Es dauerte überraschenderweise nicht allzu lange, bis Russell an meiner Wohnungstür klingelte und mir breit entgegen lächelte, als ich ihm die Tür öffnete.

"Guten Abend, Mathis", lächelte der Geschäftsmann und reichte mir seine Errungenschaften, damit er sich seinen Mantel ausziehen konnte. Seine Schuhe stellte er nach meiner Anweisung ins Schuhregal, ehe er mir in die Küche folgte, wo ich gleich die Tüte öffnete, um den Inhalt begutachten zu können. Erdbeer-, Trauben- und Bananenspieße mit unterschiedlichen Schokoladenüberzügen. Von Vollmilch bis zu weißer Schokolade war alles dabei.

"Mmmh", schwärmte ich als ich einen Erdbeerspieß mit Vollmilchschokolade heraus zog und mit genüsslich geschlossenen Augen hineinbiss.

Russell lachte leise und bediente sich ebenfalls an einer der Köstlichkeiten.

"Ich finde es wichtig, zumindest eine gemeinsame Mahlzeit als Familie zu haben."
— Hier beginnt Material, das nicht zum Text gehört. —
PR #2195, opened 2023-06-09
feat(spans): Extract `span.status_code` tag

iker-barriocanal:
This tag was reverted in https://github.com/getsentry/relay/commit/ccd19b5b7b67b8ebb64a5560df565e89ac62bea4. This PR reintroduces the tag.

#skip-changelog

PR #2196, opened 2023-06-09
feat(spans): Extract transaction's HTTP status code into span tags as `http.status_code`

iker-barriocanal:
Each span has its own status code, but also information on the status code of the parent transaction they belong to. We're not looking for perfect results here and `extract_http_status_code` provides good enough values.

#skip-changelog

### DIFF
--- a/relay-server/src/metrics_extraction/spans/mod.rs
+++ b/relay-server/src/metrics_extraction/spans/mod.rs
@@ -1,5 +1,5 @@
-use crate::metrics_extraction::transactions::extract_http_status_code;
 use crate::metrics_extraction::transactions::types::ExtractMetricsError;
+use crate::metrics_extraction::utils::extract_http_status_code;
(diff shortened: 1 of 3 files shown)


relay-server/src/metrics_extraction/spans/mod.rs
```diff
@@ -1,3 +1,4 @@
+use crate::metrics_extraction::transactions::extract_http_status_code;
```
iker-barriocanal: The refactor of this method (moving it to `utils` module) is done in https://github.com/getsentry/relay/pull/2195, which should be merged before this PR. The reason I'm not stacking PRs is because it causes quite a lot of conflicts, that I don't consider worth resolving for a one-liner update.

olksdr (approved):

iker-barriocanal:
This is planned to be deployed on Monday, June 12.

Ich sah überrascht von meinem Spieß auf und starrte Russell sprachlos an. Familie? Dachte er an eine Familie? Mit mir? Mit meinen Welpen? Eine richtige Familie? Mit zusammenziehen und so? So richtig richtig?
Obwohl ich es naheliegend war und ich mir schon viele Gedanken darüber gemacht hatte, erwischte es mich eiskalt es nun auch aus Russells Mund zu hören.

"Eine Familie?", fragte ich tonlos und hörbar schockiert.
Ich war nur geschockt, weil ich das niemals erwartet hätte, nicht, weil es mir nicht zusagte.

Russell griff meine Reaktion jedoch völlig falsch auf. Sein kleines Lächeln verging und er nickte nur mit neutralem Gesichtsausdruck.